Yoko Ono, tout le monde sait que c’est la veuve de John Lennon, sa muse controversée, tout ça. Ce qu’on sait moins, c’est que c’est une artiste. Son défunt mari aurait même dit l’“artiste inconnue la plus célèbre du monde avant-gardiste”. Elle a notamment rejoint le groupe / mouvement Fluxus, que je trouve personnellement poilant (peut-être que je m’autoriserais un post dessus, après tout, l’art qui dit que ça n’en est pas et qui est drôle, c’est complètement dans la ligne éditoriale), et fait des tas de trucs, je vous laisse vous pencher sur son parcours, et ses œuvres, si ça vous intéresse. La biennale lui a décerné en 2009 le lion d’or pour sa carrière, et j’y ai apprécié sa gracieuse expo “Making Worlds”.

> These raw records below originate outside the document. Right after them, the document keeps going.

PR #11299, opened 2026-05-31
NIFI-15985 - Add per-document Index Field and Timestamp Field extraction to PutElasticsearchJson

agturley:
# Summary

[NIFI-15985](https://issues.apache.org/jira/browse/NIFI-15985)

# Tracking

### Issue Tracking

### Pull Request Tracking

### Pull Request Formatting

# Verification

### Build

  - [x] JDK 21
  - [ ] JDK 25

### Licensing

### Documentation

### DIFF
--- a/nifi-extension-bundles/nifi-elasticsearch-bundle/nifi-elasticsearch-restapi-processors/src/main/java/org/apache/nifi/processors/elasticsearch/PutElasticsearchJson.java
+++ b/nifi-extension-bundles/nifi-elasticsearch-bundle/nifi-elasticsearch-restapi-processors/src/main/java/org/apache/nifi/processors/elasticsearch/PutElasticsearchJson.java
@@ -66,6 +66,7 @@ import java.io.InputStreamReader;
 import java.io.OutputStream;
 import java.nio.charset.StandardCharsets;
 import java.util.ArrayList;
+import java.util.Collection;
 import java.util.Collections;
 import java.util.HashMap;
 import java.util.HashSet;
@@ -254,12 +255,12 @@ public class PutElasticsearchJson extends AbstractPutElasticsearch {
             .description("""
                     Whether to keep the Identifier Field in the document body after extracting it \
                     for use as the Elasticsearch document ID. \
-                    When false (default), the field is removed from the document before indexing.\
+                    When true (default), the field is left in the document; set to false to remove it before indexing.\
                     """)
             .required(true)
             .allowableValues("true", "false")
-            .defaultValue("false")
-            .dependsOn(INPUT_FORMAT, InputFormat.NDJSON, InputFormat.JSON_ARRAY)
+            .defaultValue("true")
+            .dependsOn(IDENTIFIER_FIELD)
             .build();
 
     static final PropertyDescriptor INDEX_FIELD = new PropertyDescriptor.Builder()
@@ -279,11 +280,12 @@ public class PutElasticsearchJson extends AbstractPutElasticsearch {
             .description("""
                     Whether to keep the Index Field in the document body after extracting it \
                     for use as the Elasticsearch index name. \
-                    When false (default), the field is removed from the document before indexing.\
+                    When true (default), the field is left in the document; set to false to remove it before indexing.\
                     """)
             .required(true)
             .allowableValues("true", "false")
-            .defaultValue("false")
+            .defaultValue("true")
+            .dependsOn(INDEX_FIELD)
             .build();
 
     static final PropertyDescriptor TIMESTAMP_FIELD = new PropertyDescriptor.Builder()
@@ -303,11 +305,12 @@ public class PutElasticsearchJson extends AbstractPutElasticsearch {
             .description("""
                     Whether to keep the Timestamp Field in the document body after copying its \
                     value to @timestamp. \
-                    When false (default), the field is removed from the document before indexing.\
+                    When true (default), the field is left in the document; set to false to remove it before indexing.\
                     """)
             .required(true)
             .allowableValues("true", "false")
-            .defaultValue("false")
+            .defaultValue("true")
+            .dependsOn(TIMESTAMP_FIELD)
             .build();
 
     static final Relationship REL_BULK_REQUEST = new Relationship.Builder()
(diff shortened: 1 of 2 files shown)


nifi-extension-bundles/nifi-elasticsearch-bundle/nifi-elasticsearch-restapi-processors/src/main/java/org/apache/nifi/processors/elasticsearch/PutElasticsearchJson.java
```diff
@@ -245,6 +249,67 @@ public class PutElasticsearchJson extends AbstractPutElasticsearch {
...
+    static final PropertyDescriptor RETAIN_IDENTIFIER_FIELD = new PropertyDescriptor.Builder()
+            .name("Retain Identifier Field")
+            .description("""
+                    Whether to keep the Identifier Field in the document body after extracting it \
+                    for use as the Elasticsearch document ID. \
+                    When false (default), the field is removed from the document before indexing.\
+                    """)
+            .required(true)
+            .allowableValues("true", "false")
+            .defaultValue("false")
```
pvillard31: Today the Identifier Field is kept in the indexed document. Should Retain Identifier Field default to true so existing flows keep the same document shape after upgrade?

nifi-extension-bundles/nifi-elasticsearch-bundle/nifi-elasticsearch-restapi-processors/src/main/java/org/apache/nifi/processors/elasticsearch/PutElasticsearchJson.java
```diff
@@ -245,6 +249,67 @@ public class PutElasticsearchJson extends AbstractPutElasticsearch {
...
+            .name("Retain Index Field")
+            .description("""
+                    Whether to keep the Index Field in the document body after extracting it \
+                    for use as the Elasticsearch index name. \
+                    When false (default), the field is removed from the document before indexing.\
+                    """)
+            .required(true)
+            .allowableValues("true", "false")
+            .defaultValue("false")
+            .build();
```
pvillard31, line 289: Should Retain Index Field use dependsOn(INDEX_FIELD), and Retain Timestamp Field use dependsOn(TIMESTAMP_FIELD), so the toggle is hidden when no source field is set?

nifi-extension-bundles/nifi-elasticsearch-bundle/nifi-elasticsearch-restapi-processors/src/main/java/org/apache/nifi/processors/elasticsearch/PutElasticsearchJson.java
```diff
@@ -450,17 +526,36 @@ public void onTrigger(final ProcessContext context, final ProcessSession session
...
+                                    final Map<String, Object> contentMap = mapReader.readValue(trimmedLine);
+                                    id = resolveId(contentMap, documentIdField, flowFileIdAttribute);
+                                    docIndex = resolveIndex(contentMap, documentIndexField, index);
+                                    if (stripId) {
+                                        contentMap.remove(documentIdField);
+                                    }
+                                    if (stripIdx) {
+                                        contentMap.remove(documentIndexField);
+                                    }
+                                    applyTimestamp(contentMap, documentTimestampField, retainTimestampField);
```
pvillard31, line 555: Can we add PutElasticsearchJsonTest coverage for the new Index Field, Timestamp Field, and the three Retain toggles across NDJSON, JSON Array, and Single JSON, so the extraction and field stripping behavior is locked in?

nifi-extension-bundles/nifi-elasticsearch-bundle/nifi-elasticsearch-restapi-processors/src/main/java/org/apache/nifi/processors/elasticsearch/PutElasticsearchJson.java
```diff
@@ -931,6 +1131,41 @@ private String resolveId(final Map<String, Object> contentMap, final String idAt
...
+     * where the Map is already available. Falls back to {@code fallbackIndex} when the
+     * field is absent or blank.
+     */
+    private String resolveIndex(final Map<String, Object> contentMap, final String indexField, final String fallbackIndex) {
+        if (StringUtils.isBlank(indexField)) {
+            return fallbackIndex;
+        }
+        final Object indexObj = contentMap.get(indexField);
+        if (indexObj != null) {
+            final String value = indexObj.toString();
```
pvillard31: resolveIndex uses toString() while extractIndex uses asText(). Could a non-string index field value produce a different index name between the Map path and the JsonNode path?

pvillard31 (changes requested):

nifi-extension-bundles/nifi-elasticsearch-bundle/nifi-elasticsearch-restapi-processors/src/main/java/org/apache/nifi/processors/elasticsearch/PutElasticsearchJson.java
agturley: agreed, switched them all to default to true for consistency as well.

nifi-extension-bundles/nifi-elasticsearch-bundle/nifi-elasticsearch-restapi-processors/src/main/java/org/apache/nifi/processors/elasticsearch/PutElasticsearchJson.java
agturley: Added unit tests covering Index Field, Timestamp Field, and all three Retain toggles across NDJSON, JSON Array, and Single JSON — extraction, retain-by-default, stripping when Retain=false, and fallback to the Index property when the field is absent.

nifi-extension-bundles/nifi-elasticsearch-bundle/nifi-elasticsearch-restapi-processors/src/main/java/org/apache/nifi/processors/elasticsearch/PutElasticsearchJson.java
agturley: They match for normal strings but I found an actual bug while looking - if the field value is null, the NDJSON path was using the literal string "null" as the index, while the other two paths fell back correctly. Pulled all the id/index extraction through a couple of shared helpers so they behave the same: scalars use their text value, null/objects/arrays fall back. Added a couple tests for a numeric value and a null value to cover it.

nifi-extension-bundles/nifi-elasticsearch-bundle/nifi-elasticsearch-restapi-processors/src/main/java/org/apache/nifi/processors/elasticsearch/PutElasticsearchJson.java
agturley: Added. Each retain flag now depends on its field, so they're hidden until you set the field. Turned out onTrigger was also reading those properties even when the field wasn't set, which isn't allowed once a dependsOn is in place, so I fixed those reads too.

pvillard31:
Latest LGTM but you need to rebase on top of main for Github checks to execute

pvillard31 (approved):
Thanks, LGTM @agturley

De loin, c’était des feuilles A4 avec des micro-textes dessus. De près, ce sont des instructions pour faire ses propres “performances”, rêveuses, drôles et touchantes:
Fly piece dit sobrement “Fly”,
Box piece dit “Buy many dream boxes. Ask your wife to select one. Dream together”,
Sun piece dit “Watch the sun until it becomes square”,
Beat piece dit “Listen to a heart beat”.
And so on. Je les ai relues plein de fois, photographiées, et je suis ressortie avec un petit sourire satisfait. Le simple et beau, j’aime.